Unlike most titles that arrive to the Wii U later than other platforms, Knytt Underground strives to take advantage of the time delay and features of the console. Aside from off-TV play, the screen on the GamePad is used to constantly display a map of the world, a much more useful option compared to the screen's other function of displaying collected objects. Even though switching between map and gameplay on other platforms only requires a button press, it is convenient and a good use of the system's built-in screen. As far as content is concerned, this iteration comes with the Infinity Hype update from the PC build. While it does nothing to change the main quest, it adds a significant number of secrets to the game in addition to the demo originally used to sell the game on PC. It's a significant gesture that Wii U fans will remember at a time when others are removing content from the platform.
Like the overall design, the sound is a bit beguiling. When the game starts, music is rarely heard. There are small snippets of music that provide a somewhat enchanting theme, but you're mostly greeted with the sound of Mi's rapid footsteps or the constant bounces of the ball. By the time the game properly starts, you get an eclectic mix of the same whimsical tunes — but with more pieces of dread. It complements the tonal shifts of the game and makes up for the lack of other notable effects in a game that contains no voice work whatsoever.
As far as the graphics go, it takes a minimalist approach but remains beautiful.
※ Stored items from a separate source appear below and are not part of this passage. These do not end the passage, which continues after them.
PR #249, opened 2021-10-13
Adds in Machinist Changes for _all record refresh duration

aaahrens:
- Adds in the ability to specify how often to update the record _all

### DIFF
--- a/machinist/mserver/controller.go
+++ b/machinist/mserver/controller.go
@@ -163,7 +163,7 @@ func (en *Controller) ServeAllRecords() {
 			}
 			en.dnsServer.SetEntry(dnsName, rs)
 		}
-		_ = <-time.After(5 * time.Second)
+		_ = <-time.After(en.allRecordsRefreshRate)
 	}
 }
 
--- a/machinist/mserver/controller.go
+++ b/machinist/mserver/controller.go
@@ -18,17 +18,18 @@ type Controller struct {
 
 	startUpFunc []func()
 
+	allRecordsRefreshRate time.Duration
 
 	State         *state.MachineController
 	stateFile     string
 	stateWriteTTL time.Duration
 
 	dnsServer *kdns.DnsServer
-	dnsPort   int
 	domains   []string
 }
+
 // Init is designed to run after all components have been started up before running itself as a server
-func (en *Controller) Init()  {
+func (en *Controller) Init() {
 	for _, m := range en.State.Machines {
 		en.addNodeToDns(m.Name, m.Ips, m.Tags)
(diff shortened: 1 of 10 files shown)


machinist/mserver/mserver.go
```diff
@@ -45,12 +47,14 @@ func (s *ControlPlane) Run() error {
...
 	s.Controller.Init()
-	go s.Controller.ServeAllRecords()
+	go s.Controller.ServeAllRecords(s.allRecordsKillChannel)
 	go s.Controller.WriteState()
 	return grpcs.Serve(s.Listener)
 }
 
 func (s *ControlPlane) Stop() error {
+	s.allRecordsKillChannel <- struct{}{}
+	<-s.allRecordsKillChannel
```
minor-fixes, line 57: I think this should be two separate channels unfortunately; I don't think there's anything that stops the receive from picking up the kill signal inserted on the previous line.

machinist/mserver/controller.go
```diff
@@ -146,24 +147,29 @@ func (en *Controller) addNodeToDns(name string, ips []net.IP, tags []string) {
...
-		for _, d := range en.dnsServer.Domains {
-			dnsName := dns.CanonicalName(fmt.Sprintf("%s.%s", "_all", d))
-			var rs []dns.RR
-			for _, v := range ns {
-				for _, i := range v.Ips {
-					rr, err := dns.NewRR(fmt.Sprintf("%s %s %s", dnsName, "A", i.String()))
-					if err != nil {
-						en.Log.Errorf("err: %v", err)
+		select {
+		case <-time.After(en.allRecordsRefreshRate):
```
minor-fixes, line 153: This works, but consider instead using a time.Ticker for two reasons:

* the interval time is even if the loop body takes a long time to run relative to the refresh rate (currently the actual interval is `allRecordsRefreshRate` + the execution time of the loop body)
* bigger reason: the ticker can be (probably wrapped with some sort of interface, and then) passed in so that this can be tested without relying on timing. In prod, pass an actual time.Ticker, but in tests, pass a ticker that requires a call to emit each tick, so you can tick, assert state, tick, assert new state, etc.

minor-fixes:
Can you add some information on how this was tested? I'm curious to know repro steps for the current code (do we get a failure by running the current tests with the race detector, for instance?) as well as how we know the changes fix the failure

aaahrens:
It wasn't tested before (well it is in the next PR) because this was a day 0 request add when the dns launched. I added a test in this PR.

minor-fixes (approved):

PR #251, opened 2021-10-13
Adds in a stress test for the machinist dns. Tests TCP activation as well as large record locking, 

aaahrens:
- Adds in a large test for stressing dns server
- Mainly to check for large records and that there are no deadlocks in the controller.
- Moves AuthClient connect to entroll() directly


lib/knetwork/kdns/dns.go
```diff
@@ -119,6 +120,9 @@ func (s *DnsServer) HandleControllers() {
 	controllerMap := map[string]*RecordController{}
 	defer close(s.readOnlyChan)
 	defer close(s.newOrExistingChan)
+	defer func() {
+		fmt.Println("closing controllers??", s.Domains)
```
minor-fixes, line 124: Maybe log instead of printing directly to stdout? `DnsServer` has a logger

Also, defers run after the function returns. If I'm reading this right - the controllers are closed on line 137, no? Maybe this should log that the controllers have already been closed

machinist/testing/stress_e2e_test.go
```diff
@@ -0,0 +1,103 @@
...
+	assert.Equal(t, NumMachines, len(r.Answer))
+	time.Sleep(50 * time.Millisecond)
+}
+
+// just makes a bunch of ips that arent the same from each other
+func createIps(max int) []net.IP {
+	toRet := make([]net.IP, max)
+	index := 0
+	for first := 0; first < 256; first++ {
+		for second := 0; second < 256; second++ {
```
minor-fixes, line 89: How about fixing the first byte at 10? This ensures that none of the IPs generated are externally routable (in case something seriously weird happens with the test) and still gives you some 16M IPs to play with

machinist/testing/stress_e2e_test.go
```diff
@@ -0,0 +1,103 @@
...
+			machine.WithTags([]string{fmt.Sprintf("number%d", i)}),
+			machine.WithMachinistFlags(
+				config.WithEnableMetrics(false),
+				config.WithControlPlaneHost("127.0.0.1"),
+				config.WithControlPlanePort(grpcAddr.Port),
+			),
+		})
+	}
+	time.Sleep(5 * time.Second)
+	assert.NoError(t, err)
```
minor-fixes, line 70: Which `err` does this assertion test?

machinist/testing/stress_e2e_test.go
```diff
@@ -0,0 +1,103 @@
...
+	c := dns.Client{
```
minor-fixes, line 71: gofmt?

PR #255, opened 2021-10-20
bazel: Parse workspace_log during query

minor-fixes:
This change modifies Query to return a struct of query results. These
results include targets that match the query, as well as other optional
information. The first useful such piece of information is the workspace
log, which details when:

* WORKSPACE caused a download to happen, including the SHA256 of the
  download
* WORKSPACE caused a command execution to happen

among other events.

These events will be useful in reducing external dependencies down to
the SHA256s of their corresponding downloads, rather than needing to
resort to hashing individual files of the external dependencies.

Depends-On: #252


lib/bazel/affected_targets.go
```diff
@@ -53,19 +53,32 @@ func GetAffectedTargets(start string, end string) ([]string, error) {
...
 		return nil, fmt.Errorf("failed to query deps for start point: %w", err)
 	}
 
-	targets, err = endWorkspace.Query("deps(//...)", WithKeepGoing(), WithUnorderedOutput())
+	endResults, err := endWorkspace.Query("deps(//...)", WithKeepGoing(), WithUnorderedOutput(), workspaceLogEnd)
 	if err != nil {
 		return nil, fmt.Errorf("failed to query deps for end point: %w", err)
 	}
 
+	fmt.Fprintf(os.Stderr, "Before results:\tTargets: %d\tWorkspace events: %d\n", len(startResults.Targets), len(startResults.WorkspaceEvents))
```
aaahrens, line 76: Why is this printing to stderr? is the command expected to be run with &2>1?

lib/bazel/affected_targets.go
```diff
@@ -53,19 +53,32 @@ func GetAffectedTargets(start string, end string) ([]string, error) {
...
+	fmt.Fprintf(os.Stderr, "After  results:\tTargets: %d\tWorkspace events: %d\n", len(endResults.Targets), len(endResults.WorkspaceEvents))
```
aaahrens, line 77: Same as above

lib/bazel/options.go
```diff
@@ -62,6 +69,11 @@ func (o *queryOptions) Args() []string {
 	if o.unorderedOutput {
 		f = append(f, "--order_output=no")
 	}
+	if o.workspaceLog != nil {
```
aaahrens, line 72: it looks like the workspace log file is required, maybe just error out if it wasn't passed?

lib/bazel/options.go
```diff
@@ -73,17 +85,27 @@ func (o *queryOptions) filterError(err error) error {
 		return nil
 	}
 
-	if err, ok := err.(*exec.ExitError); ok {
+	var execErr *exec.ExitError
+	if errors.As(err, &execErr) {
 		// PARTIAL_ANALYSIS_FAILURE is expected when --keep_going is passed
 		// https://github.com/bazelbuild/bazel/blob/86409b7a248d1cb966268451f9aa4db0763c3eb2/src/main/java/com/google/devtools/build/lib/util/ExitCode.java#L38
-		if err.ExitCode() == 3 {
+		if execErr.ExitCode() == 3 {
```
aaahrens, line 92: Why is only error code 3 expected here? Does bazel return other error codes while querying that mean other things?

lib/bazel/options.go
minor-fixes: Shouldn't be - the workspace log is only parsed if the flag is passed?

lib/bazel/options.go
minor-fixes: Yes; see the URL in the comment for all of bazel's return codes and their various meanings.

lib/bazel/affected_targets.go
minor-fixes: Done

lib/bazel/query.go
```diff
@@ -40,19 +41,25 @@ var streamedBazelCommand = func(cmd *exec.Cmd) (io.Reader, chan error, error) {
...
 		if err != nil {
-			errChan <- err // Don't wrap, so raw ExitError can be picked up by the caller
+			errChan <- fmt.Errorf("command failed: `%s`: %w", strings.Join(cmd.Args, " "), err)
 		}
 	}()
 
 	return pipeReader, errChan, nil
 }
 
+type QueryResult struct {
```
aaahrens, line 51: So what I had mean by the log file being required: if the workspace log file is not passed in, then the workevents property is an empty list even if the targets property is not.  I think that's counter intuitive?

Maybe either document that for right now, or change the behaviour.

lib/bazel/options.go
aaahrens: See below review

PR #106, opened 2020-05-28
Added control for default scope in serialization

kroenlein:
This commit adds a parameter to the GEMDJson constructor for what the default scope for serialized objects should be.  This breaks the pattern of the Json constructor being argument free and formatting arguments being passed directly to the dumps, etc. methods, however it made more sense from a scoping perspective to have this be associated with the constructor rather than each individual invocation.


gemd/util/impl.py
```diff
@@ -105,7 +105,7 @@ def substitute_objects(obj, index):
                        applies=lambda o: isinstance(o, LinkByUID))
 
 
-def flatten(obj):
+def flatten(obj, scope):
```
kroenlein, line 108: This argument order can be swapped if we want; I think we were discussing forcing named arguments in general instead.

gemd/json/gemd_json.py
```diff
@@ -65,7 +67,8 @@ class GEMDJson(object):
 
     _link_type = LinkByUID
 
-    def __init__(self):
+    def __init__(self, scope='auto'):
+        self._scope = scope
```
maxhutch, line 71: Using the `self._var` pattern is usually accompanied with a `@property` declaration somewhere so `GemdJson(scope="foo").scope` is a thing that can be done. If you don't mind not controlling the setter/getter, you can just do `self.scope = scope`.

kroenlein: v. reasonable.  I wasn't sure we wanted it user visible at all, but that's pretty paternalistic.

PR #107, opened 2020-06-04
Modified unit defaults to reduce risks

kroenlein:
This reduces the number of short aliases for units in an attempt to be a bit less likely to yield unfortunate results.  Motivated by an attempt to enter centipoise (cP) and getting cups.  

When a line includes an underscore, the first term in the line is used to describe the unit.  For example:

Taking a page from the developer's other game, NightSky, every level is black, and the only color comes from the backdrop. Those backdrops are alive with a wide range of color and detail, from the beautiful flora and fauna growing in the caves to the network of gears powering up the machinery. There's movement in these backdrops, some overt and some with subtle hints of motion, but they bring each scene to life. Though all of the characters are rather small, they're still visible enough to not get lost in everything happening on-screen. This remains true when you use the GamePad screen for off-TV play. The animations look rather abrupt, but at the given scale, it seems forgivable. What could throw you off are the models, which are magnified during dialogue. Some might take issue with the overly simple style or the resemblance to papercraft .
Knytt Underground is for gamers who value exploration over combat. It is for those who enjoy small bouts of platforming and platforming puzzles that don't involve too many switches. It isn't for those who enjoy profound messages or meaning in their games. Unless you need to take out your aggression on digital foes while conquering seemingly impossible platforming obstacles, I'd recommend Knytt Underground.